PR #816, opened 2022-08-29
Modeling income tax compliance

jdebacker:
This PR adds two new parameters (`labor_income_tax_noncompliance_rate` and `capital_income_tax_noncompliance_rate`).  These will allow the OG-Core model to account for the revenue and incentive effects of income tax noncompliance.  Note that this is important since the tax function parameter are typically estimated using data that miss the effects of compliance (either because they use administrative data from tax returns or because of similar under-reporting in survey data (see [Hurst et al. (_REStat_, 2014)](https://direct.mit.edu/rest/article-abstract/96/1/19/58117/Are-Household-Surveys-Like-Tax-Forms-Evidence-from))). 

This PR is a work in progress until the following items are addressed:
- [x] test the `tax.MTR_income` and `tax.ETR_income` functions with non-zero noncompliance
- [x] test `tax.net_taxes` function (which calls `tax.income_tax_liab`, fo which there are no separate tests) with non-zero noncompliance for the following combinations of parameterizations:
  - [X] SS, `j!=None`
  - [ X] TPI, `j!=None`
- [x] test `household.FOC_savings` function with non-zero noncompliance for the following combinations of parameterizations:
  - [x] SS, `j = None`
  - [x] SS, `j!=None`
  - [x] ~~TPI, `j=None`~~ This case is never used in model
  - [x] TPI, `j!=None`
- [x] test `household.FOC_labor` function with non-zero noncompliance for the following combinations of parameterizations:
  - [x] SS, `j = None`
  - [x] SS, `j!=None`
  - [x] ~~TPI, `j=None`~~ This case is never used in model
  - [x] TPI, `j!=None`
- [x] The tax noncompliance parameters are described in the documentation

PR #818, opened 2022-09-12
Use IO-Matrix to map production goods to consumption goods

jdebacker:
This PR adds and IO-matrix parameter to map production goods into consumption goods.

WIP will be removed after the following items are addressed:
- [x] update documentation to reflect the use of the IO matrix
- [x] add test for `SS.inner_loop` with `I, M` > 2` & `I != M`
- [x] add test for TPI.inner_loop with `I, M > 2` & `I != M`


jdebacker:
The above items have been addressed, but per conversations with @rickecon I will add the following to this PR:

- [ ] A vector representing a fixed-coefficient model of government goods and services (where each element is the fraction of a unit of gov't expenditures that come from each industry `m`)
- [ ] Tests of the above

At this point, I do not have plans to similarly model the components of net exports, which right now are assumed to come fully from the capital producing industry.

jdebacker:

rickecon:
@jdebacker. Can you resolve the `parameters.py` conflicts coming from the merged noncompliance PR #816? These look like they are nontrivial to me.

jdebacker:
Looks like this branch is now getting test failures due to a change in the Matplotlib API for 3d plots.  That is fixed over in PR #819, so we'll merge that to master first then update this branch, which should take care of the test failures.

All tests now passing for me on local runs.

jdebacker:
@rickecon This should be ready to go after your review.

ogcore/default_parameters.json
```diff
@@ -906,7 +947,7 @@
         "description": "Consumption tax rate.  Set value for base year, click '+' to add value for next year.  All future years not specified are set to last value entered.",
         "section_1": "Fiscal Policy Parameters",
         "section_2": "Taxes",
-        "notes": "This policy parameter represents the effective consumption tax rate from sales taxes, VATs, and excise taxes.  To capture exemptions of certain goods, this is assumed to vary by age and ability type.  It is thus a SxJ matrix.",
+        "notes": "This policy parameter represents the effective consumption tax rate from sales taxes, VATs, and excise taxes.  To capture exemptions of certain goods, this is assumed to vary by age and ability type.  It is thus a IxSxJ array.",
```
rickecon, line 950: @jdebacker. Given that `tau_c` is now `I x S x J`, shouldn't the default value have one more bracket?

rickecon:
@jdebacker. In the Python 3.9 CI tests have failed twice in the same place--the first test in `test_SS.py`. Do you want me to look into this?

rickecon:
@jdebacker. I think I have isolated the problem. The error goes away if I set the `environment.yml` requirement for SciPy to `scipy>=1.8.1`. However, this requires the additional environment setting of `python>=3.8`. The current Python and SciPy environment settings are `python>=3.7.7` and `scipy>=1.7.1`. The current SciPy lower bound of `1.7.1` allows us to use Python 3.7.7 and maybe some of the other requirements that interact with the Python 3.7.7 requirement.

I did some testing of other environment configurations.

1) `python=3.7.7` and `scipy>=1.8.1`. This broke. Conda could not find a configuration of required packages that were compatible.

2) `python=3.8` and `scipy>=1.8.1`. Worked great and did not break.

3) `python=3.9` and `scipy>=1.8.1`. Worked great, did not break, and all `test_SS.py` tests passed.

**CONCLUSION:** The jump from SciPy 1.7.1 to 1.8.1 is significant. The results of the root finder change. And v. 1.8.1 is not compatible with Python 3.7.7 and the other requirements of the package. We should ditch Python 3.7 (`python>=3.8`) and commit to Scipy greater than or equal to 1.8.1 (`scipy>=1.8.1`).

I have submitted this change in a [PR to your branch](https://github.com/jdebacker/OG-Core/pull/31). If you merge that in, I predict our CI error in Python 3.9 will go away. But I don't know for sure. I only know that the error is not present on my machine when I performed scenario (3) above.

rickecon:
@jdebacker. OK. I am hiring a CS student from Princeton, and one of his jobs is to refactor `openfisca-core` to be compliant with Python 3.8+. But I guess for now we can just ignore these test failures in `test_SS.py`. If you are OK with that, then I am ready to merge this PR.

rickecon:
@jdebacker. We are merging this PR in spite of the CI failure in the Python 3.9 `test_SS.py` test. We have isolated this test failure to a conflict between versions of SciPy and the requirement to be compatible with Python 3.7.7. This problem will go away once the openfisca requirement for Python 3.7 is relaxed.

- ACTION ITEM: Reply with a lone number, the count of lines in the data that include the string "into".

- YOUR RESPONSE: 2